● **WORK ORDER**:
Each line in the entries below that holds the word "RenderEngine" belongs in the answer.

● **RECORDS SUPPLIED**:
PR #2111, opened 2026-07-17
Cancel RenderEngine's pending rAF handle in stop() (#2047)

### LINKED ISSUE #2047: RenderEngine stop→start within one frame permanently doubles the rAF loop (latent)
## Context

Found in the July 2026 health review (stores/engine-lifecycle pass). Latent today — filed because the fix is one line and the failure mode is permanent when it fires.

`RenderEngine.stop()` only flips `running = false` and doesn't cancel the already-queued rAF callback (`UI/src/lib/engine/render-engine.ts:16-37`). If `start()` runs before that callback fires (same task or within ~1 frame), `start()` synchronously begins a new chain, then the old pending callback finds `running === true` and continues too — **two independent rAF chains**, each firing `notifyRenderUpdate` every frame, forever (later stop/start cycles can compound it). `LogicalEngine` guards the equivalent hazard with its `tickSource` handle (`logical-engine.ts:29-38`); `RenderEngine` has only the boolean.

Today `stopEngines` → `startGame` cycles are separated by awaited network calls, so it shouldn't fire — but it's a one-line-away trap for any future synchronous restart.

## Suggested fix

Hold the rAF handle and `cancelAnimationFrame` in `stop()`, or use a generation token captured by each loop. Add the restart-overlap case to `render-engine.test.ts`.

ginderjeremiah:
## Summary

--

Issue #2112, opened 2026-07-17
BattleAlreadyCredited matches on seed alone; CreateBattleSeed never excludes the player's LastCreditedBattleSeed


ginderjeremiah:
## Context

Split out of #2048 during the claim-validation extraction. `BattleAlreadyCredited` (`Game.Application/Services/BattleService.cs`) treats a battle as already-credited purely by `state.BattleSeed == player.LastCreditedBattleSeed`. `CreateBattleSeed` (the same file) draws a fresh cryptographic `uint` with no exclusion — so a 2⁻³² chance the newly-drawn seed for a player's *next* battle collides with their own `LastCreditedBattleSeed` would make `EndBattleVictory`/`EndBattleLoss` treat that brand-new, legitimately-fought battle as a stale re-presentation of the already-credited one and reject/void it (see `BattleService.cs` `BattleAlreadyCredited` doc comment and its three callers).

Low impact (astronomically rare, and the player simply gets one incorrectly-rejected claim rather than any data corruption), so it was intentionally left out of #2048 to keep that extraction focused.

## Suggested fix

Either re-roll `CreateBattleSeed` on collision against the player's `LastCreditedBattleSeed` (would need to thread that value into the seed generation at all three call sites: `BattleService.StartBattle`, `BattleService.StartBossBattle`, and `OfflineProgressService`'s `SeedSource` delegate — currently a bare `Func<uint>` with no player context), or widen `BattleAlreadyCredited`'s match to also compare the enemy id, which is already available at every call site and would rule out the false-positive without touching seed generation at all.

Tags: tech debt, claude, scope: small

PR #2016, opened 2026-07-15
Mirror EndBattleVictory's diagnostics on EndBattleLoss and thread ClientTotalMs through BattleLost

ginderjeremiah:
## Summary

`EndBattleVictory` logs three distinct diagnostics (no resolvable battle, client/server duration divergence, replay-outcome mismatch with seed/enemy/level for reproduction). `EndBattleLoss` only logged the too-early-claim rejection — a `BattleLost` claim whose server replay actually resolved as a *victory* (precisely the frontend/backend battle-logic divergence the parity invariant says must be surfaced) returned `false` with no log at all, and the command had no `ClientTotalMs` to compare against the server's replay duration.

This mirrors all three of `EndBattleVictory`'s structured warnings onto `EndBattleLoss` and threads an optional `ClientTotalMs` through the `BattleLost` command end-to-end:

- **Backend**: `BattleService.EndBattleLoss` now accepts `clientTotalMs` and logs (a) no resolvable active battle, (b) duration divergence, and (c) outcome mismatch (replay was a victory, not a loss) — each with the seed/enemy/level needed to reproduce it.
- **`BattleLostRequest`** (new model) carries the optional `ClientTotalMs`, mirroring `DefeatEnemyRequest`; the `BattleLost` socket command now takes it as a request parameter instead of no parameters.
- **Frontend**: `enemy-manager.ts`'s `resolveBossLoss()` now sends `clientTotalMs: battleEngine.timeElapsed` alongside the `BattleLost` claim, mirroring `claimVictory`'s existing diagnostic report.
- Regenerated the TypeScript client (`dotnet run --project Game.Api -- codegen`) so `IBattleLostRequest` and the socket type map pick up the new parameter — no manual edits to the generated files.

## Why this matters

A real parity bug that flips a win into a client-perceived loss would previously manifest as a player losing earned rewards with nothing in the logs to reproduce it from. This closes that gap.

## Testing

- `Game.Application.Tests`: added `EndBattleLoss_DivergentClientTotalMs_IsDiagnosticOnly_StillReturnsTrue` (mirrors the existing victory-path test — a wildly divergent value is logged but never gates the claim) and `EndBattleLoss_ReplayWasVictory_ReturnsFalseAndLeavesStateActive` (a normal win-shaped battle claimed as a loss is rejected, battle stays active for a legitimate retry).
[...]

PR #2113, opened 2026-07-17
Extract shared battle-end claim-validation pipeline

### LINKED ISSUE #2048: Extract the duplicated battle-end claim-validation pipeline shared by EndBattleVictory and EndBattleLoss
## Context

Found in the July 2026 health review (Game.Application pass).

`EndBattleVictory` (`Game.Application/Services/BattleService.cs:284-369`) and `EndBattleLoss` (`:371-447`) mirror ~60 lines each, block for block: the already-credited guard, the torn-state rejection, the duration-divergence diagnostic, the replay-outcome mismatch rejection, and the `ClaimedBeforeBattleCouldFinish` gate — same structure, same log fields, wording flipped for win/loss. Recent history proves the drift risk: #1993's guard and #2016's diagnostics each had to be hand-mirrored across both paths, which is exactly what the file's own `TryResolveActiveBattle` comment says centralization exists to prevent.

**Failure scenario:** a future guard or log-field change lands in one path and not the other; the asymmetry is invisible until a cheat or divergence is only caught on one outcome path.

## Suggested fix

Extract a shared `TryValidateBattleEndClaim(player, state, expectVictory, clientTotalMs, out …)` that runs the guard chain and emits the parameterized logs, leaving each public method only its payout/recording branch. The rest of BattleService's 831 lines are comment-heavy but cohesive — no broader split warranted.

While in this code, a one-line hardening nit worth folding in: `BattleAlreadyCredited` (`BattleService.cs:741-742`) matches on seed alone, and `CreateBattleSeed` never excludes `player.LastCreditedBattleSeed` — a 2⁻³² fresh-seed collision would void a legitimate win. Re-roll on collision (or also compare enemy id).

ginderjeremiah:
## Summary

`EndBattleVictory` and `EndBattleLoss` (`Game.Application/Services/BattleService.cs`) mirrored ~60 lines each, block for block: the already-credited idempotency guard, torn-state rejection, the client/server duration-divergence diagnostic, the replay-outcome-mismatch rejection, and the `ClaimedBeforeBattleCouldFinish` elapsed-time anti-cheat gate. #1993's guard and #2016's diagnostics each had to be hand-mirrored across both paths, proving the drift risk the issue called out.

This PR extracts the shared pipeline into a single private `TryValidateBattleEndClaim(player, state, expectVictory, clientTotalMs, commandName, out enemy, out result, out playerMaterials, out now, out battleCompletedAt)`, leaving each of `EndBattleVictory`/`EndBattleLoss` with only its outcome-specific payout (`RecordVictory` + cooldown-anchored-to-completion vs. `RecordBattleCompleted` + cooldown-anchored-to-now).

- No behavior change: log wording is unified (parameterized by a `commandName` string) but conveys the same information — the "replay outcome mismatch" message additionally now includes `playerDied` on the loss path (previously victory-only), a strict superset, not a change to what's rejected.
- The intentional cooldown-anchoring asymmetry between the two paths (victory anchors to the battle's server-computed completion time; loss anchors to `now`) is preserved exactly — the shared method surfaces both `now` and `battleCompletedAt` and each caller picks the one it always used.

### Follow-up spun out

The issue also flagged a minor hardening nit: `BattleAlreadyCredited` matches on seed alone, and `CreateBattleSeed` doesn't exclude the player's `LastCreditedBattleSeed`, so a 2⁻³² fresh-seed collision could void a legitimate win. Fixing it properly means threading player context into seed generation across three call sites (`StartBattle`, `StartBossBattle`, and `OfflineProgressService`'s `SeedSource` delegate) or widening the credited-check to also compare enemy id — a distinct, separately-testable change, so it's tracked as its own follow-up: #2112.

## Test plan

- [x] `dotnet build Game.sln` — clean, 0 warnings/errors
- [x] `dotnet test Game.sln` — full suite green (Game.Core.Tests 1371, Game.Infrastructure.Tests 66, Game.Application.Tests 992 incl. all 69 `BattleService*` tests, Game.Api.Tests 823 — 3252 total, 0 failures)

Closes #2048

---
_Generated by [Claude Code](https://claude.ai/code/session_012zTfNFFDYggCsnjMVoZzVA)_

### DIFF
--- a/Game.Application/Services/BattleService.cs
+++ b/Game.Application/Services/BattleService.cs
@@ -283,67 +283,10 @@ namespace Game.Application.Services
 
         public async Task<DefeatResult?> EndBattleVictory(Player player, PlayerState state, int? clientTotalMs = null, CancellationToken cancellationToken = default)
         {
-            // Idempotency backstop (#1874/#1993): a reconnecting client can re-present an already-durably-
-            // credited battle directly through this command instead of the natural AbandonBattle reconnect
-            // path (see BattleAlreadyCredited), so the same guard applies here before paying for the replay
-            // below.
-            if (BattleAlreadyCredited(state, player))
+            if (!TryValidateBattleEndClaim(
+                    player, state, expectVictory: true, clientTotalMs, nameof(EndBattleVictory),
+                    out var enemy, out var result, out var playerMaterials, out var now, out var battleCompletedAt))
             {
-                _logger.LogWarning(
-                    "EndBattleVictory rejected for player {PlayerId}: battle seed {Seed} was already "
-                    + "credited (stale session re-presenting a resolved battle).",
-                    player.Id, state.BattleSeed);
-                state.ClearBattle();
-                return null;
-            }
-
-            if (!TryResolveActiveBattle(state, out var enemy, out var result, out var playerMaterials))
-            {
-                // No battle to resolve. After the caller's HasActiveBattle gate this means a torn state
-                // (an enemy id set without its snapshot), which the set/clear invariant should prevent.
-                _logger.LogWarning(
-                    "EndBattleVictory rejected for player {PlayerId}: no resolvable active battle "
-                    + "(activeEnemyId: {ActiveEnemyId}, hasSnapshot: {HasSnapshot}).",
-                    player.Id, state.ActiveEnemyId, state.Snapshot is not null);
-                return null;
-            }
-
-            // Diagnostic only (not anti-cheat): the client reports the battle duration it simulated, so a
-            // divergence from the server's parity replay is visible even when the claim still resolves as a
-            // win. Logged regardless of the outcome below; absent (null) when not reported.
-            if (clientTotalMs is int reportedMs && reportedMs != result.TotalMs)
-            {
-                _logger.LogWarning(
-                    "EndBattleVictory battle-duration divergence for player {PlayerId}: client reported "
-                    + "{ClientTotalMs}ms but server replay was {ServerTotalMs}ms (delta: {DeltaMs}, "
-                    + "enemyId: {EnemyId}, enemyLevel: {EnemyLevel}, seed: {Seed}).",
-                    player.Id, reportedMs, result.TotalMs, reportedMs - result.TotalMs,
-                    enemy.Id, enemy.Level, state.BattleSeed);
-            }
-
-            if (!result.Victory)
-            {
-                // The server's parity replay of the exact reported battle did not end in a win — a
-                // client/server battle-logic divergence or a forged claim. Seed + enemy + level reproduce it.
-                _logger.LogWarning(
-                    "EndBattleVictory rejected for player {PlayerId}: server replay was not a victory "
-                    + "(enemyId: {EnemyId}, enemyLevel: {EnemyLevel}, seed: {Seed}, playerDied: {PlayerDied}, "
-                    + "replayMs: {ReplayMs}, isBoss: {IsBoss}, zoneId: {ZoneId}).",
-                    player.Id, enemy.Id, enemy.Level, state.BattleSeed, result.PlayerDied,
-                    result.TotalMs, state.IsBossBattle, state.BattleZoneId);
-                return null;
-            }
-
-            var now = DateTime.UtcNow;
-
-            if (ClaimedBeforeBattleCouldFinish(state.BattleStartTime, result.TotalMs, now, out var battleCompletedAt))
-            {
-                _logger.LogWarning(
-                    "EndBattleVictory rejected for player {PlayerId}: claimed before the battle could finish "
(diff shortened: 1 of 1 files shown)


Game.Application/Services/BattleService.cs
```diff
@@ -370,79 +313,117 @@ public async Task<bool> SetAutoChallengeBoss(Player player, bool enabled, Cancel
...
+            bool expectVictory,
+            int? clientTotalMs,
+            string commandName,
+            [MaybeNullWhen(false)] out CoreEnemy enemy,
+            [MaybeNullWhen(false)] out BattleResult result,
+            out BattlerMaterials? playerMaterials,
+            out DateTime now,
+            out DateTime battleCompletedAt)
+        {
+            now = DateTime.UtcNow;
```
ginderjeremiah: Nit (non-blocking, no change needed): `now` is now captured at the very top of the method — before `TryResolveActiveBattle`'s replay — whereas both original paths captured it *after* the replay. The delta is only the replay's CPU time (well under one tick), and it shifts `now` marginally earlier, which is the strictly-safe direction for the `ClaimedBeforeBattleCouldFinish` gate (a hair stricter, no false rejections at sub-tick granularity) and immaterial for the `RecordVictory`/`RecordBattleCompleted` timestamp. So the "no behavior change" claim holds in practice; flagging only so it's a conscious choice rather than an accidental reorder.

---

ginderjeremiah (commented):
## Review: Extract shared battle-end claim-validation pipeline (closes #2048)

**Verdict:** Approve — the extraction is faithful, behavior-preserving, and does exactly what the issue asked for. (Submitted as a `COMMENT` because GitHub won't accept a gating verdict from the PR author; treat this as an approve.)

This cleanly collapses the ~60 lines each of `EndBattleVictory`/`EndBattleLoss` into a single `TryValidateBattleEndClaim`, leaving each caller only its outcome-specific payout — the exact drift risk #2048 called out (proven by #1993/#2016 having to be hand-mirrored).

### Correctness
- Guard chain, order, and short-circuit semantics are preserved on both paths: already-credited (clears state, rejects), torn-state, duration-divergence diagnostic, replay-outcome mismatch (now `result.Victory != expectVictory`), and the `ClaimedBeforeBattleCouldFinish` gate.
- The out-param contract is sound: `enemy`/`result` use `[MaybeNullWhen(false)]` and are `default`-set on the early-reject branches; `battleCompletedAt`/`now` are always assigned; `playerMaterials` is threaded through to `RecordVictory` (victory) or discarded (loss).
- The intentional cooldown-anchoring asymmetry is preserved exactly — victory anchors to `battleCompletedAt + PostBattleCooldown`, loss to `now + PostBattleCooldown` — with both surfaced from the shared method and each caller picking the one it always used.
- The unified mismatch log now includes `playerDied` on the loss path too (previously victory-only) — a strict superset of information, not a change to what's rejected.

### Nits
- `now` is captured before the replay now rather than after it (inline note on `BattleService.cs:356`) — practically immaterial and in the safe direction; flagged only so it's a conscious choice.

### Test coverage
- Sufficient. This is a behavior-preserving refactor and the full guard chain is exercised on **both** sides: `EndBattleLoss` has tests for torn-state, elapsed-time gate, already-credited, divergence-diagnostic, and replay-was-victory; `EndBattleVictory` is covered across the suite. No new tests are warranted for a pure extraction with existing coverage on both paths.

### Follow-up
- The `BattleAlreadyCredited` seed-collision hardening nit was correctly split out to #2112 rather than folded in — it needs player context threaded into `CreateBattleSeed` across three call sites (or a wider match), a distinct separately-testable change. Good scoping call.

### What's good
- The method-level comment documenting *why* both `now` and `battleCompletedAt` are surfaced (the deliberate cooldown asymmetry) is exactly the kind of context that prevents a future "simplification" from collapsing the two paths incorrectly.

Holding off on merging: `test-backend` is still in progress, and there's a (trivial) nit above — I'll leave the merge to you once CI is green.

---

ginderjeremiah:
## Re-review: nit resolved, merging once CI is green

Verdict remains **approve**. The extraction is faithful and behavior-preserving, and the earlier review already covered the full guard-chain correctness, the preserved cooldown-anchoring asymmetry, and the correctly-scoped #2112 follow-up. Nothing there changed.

● **EXERCISE ANSWER**:
Cancel RenderEngine's pending rAF handle in stop() (#2047)
### LINKED ISSUE #2047: RenderEngine stop→start within one frame permanently doubles the rAF loop (latent)
`RenderEngine.stop()` only flips `running = false` and doesn't cancel the already-queued rAF callback (`UI/src/lib/engine/render-engine.ts:16-37`). If `start()` runs before that callback fires (same task or within ~1 frame), `start()` synchronously begins a new chain, then the old pending callback finds `running === true` and continues too — **two independent rAF chains**, each firing `notifyRenderUpdate` every frame, forever (later stop/start cycles can compound it). `LogicalEngine` guards the equivalent hazard with its `tickSource` handle (`logical-engine.ts:29-38`); `RenderEngine` has only the boolean.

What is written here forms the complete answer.